Third, explained the Supreme Court, in Cameron the Court made clear that to establish liability for a public entity’s failure to warn of a dangerous condition that would otherwise be subject to design immunity, a plaintiff must prove that the absence of a warning was an “independent, separate, concurring cause of the accident.” In other words, there must be “some substantial link or nexus between the omission and injury,” and a claim must fail if a plaintiff is unable to show that the absence of a warning sign was a substantial factor in causing the injury.


Finally, noted the Supreme Court, it was not addressing whether design immunity might apply if a public entity was able to show that the presence or absence of warning signs was part of the approved design. So, we may not just have more signage, as indicated in the beginning of this article, but we may have more voluminous plans as well.

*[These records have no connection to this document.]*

PR #3262, opened 2024-03-11
ci: add pre-commit hook

bingryan:
## Description

add git `pre-commit` hook 

## Usage

`step1`:  install pre-commit for you local repo

```
just git-pre-commit
``` 

`step2`: auto format submitted `**.rs` files for your `git commit xxxx`

### DIFF
--- a/src/lib.rs
+++ b/src/lib.rs
@@ -114,6 +114,7 @@ mod inscriptions;
 mod object;
 pub mod options;
 pub mod outgoing;
+mod re;
 mod representation;
 pub mod runes;
 mod server_config;
--- a/src/outgoing.rs
+++ b/src/outgoing.rs
@@ -24,8 +24,6 @@ impl FromStr for Outgoing {
 
   fn from_str(s: &str) -> Result<Self, Self::Err> {
     lazy_static! {
-      static ref SATPOINT: Regex = Regex::new(r"^[[:xdigit:]]{64}:\d+:\d+$").unwrap();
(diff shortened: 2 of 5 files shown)


bingryan:
After several PRs, i sometimes submit some unformatted code, then get ` CI lint error `.  i think add `pre-commit` hook is useful for this case.

bin/pre-commit
```diff
@@ -0,0 +1,12 @@
...
+
+set -euo pipefail
+
+REPO_ROOT_DIR=$(git rev-parse --show-toplevel)
+
+files=$(git diff --cached --name-only --diff-filter=ACMR | grep -Ei "\.rs$" || true)
+
+if [[ -n $files ]]; then
+    cargo fmt --all
+    git add -- $(echo "$files" | paste -s -d " " -)
```
raphjaph, line 11:
```suggestion
    cargo fmt --check
```

bingryan: This only automatically formats the submitted rust file.

for only `cargo fmt --check`, if there are unformatted files, you will need to execute `cargo fmt --all` and then `git add xxx` again.

bingryan:
only format the submitted Rust file now

raphjaph:
It's not a good idea to change files in a pre-commit hook. So we only want to check things not write to any files

raphjaph (approved):
lgtm

Made it very simple and generic for now, we can add more complex hooks later.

In short, held the Supreme Court, while design immunity alone will not immunize a public entity from claims that it should have warned the public of known dangerous conditions, a plaintiff pursuing a failure to warn claim must show that:

  1. The public entity had actual or constructive notice that the approved design resulted in a dangerous condition;

  2. The dangerous condition qualified as a concealed trap (i.e., it would not have been reasonably apparent to, and would not have been anticipated by, a person exercising due care); and

  3. The absence of a warning was a substantial factor in bringing about the injury.

Conclusion


So there you have it. The Supremes have spoken. Design immunity is not the end of the inquiry when it comes to dangerous conditions on public property. A public entity can also be liable for failing to warn of known dangerous condition if that the dangerous condition was not reasonably apparent or could not be reasonably anticipated by someone exercising due care and the absence of a warning was a substantial factor in causing the injury.